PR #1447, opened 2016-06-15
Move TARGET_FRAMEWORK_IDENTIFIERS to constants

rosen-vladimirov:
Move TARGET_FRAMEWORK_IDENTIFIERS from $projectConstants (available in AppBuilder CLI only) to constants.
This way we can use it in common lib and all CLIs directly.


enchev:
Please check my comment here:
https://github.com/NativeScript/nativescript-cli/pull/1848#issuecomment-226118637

┄┄┄┄┄┄┄┄┄┄┄┄┄┄┄┄┄┄┄┄

Please reproduce, word for word, every line from the line with "Please check my" to the final line above, including both ends.

Task output>
Please check my comment here:
https://github.com/NativeScript/nativescript-cli/pull/1848#issuecomment-226118637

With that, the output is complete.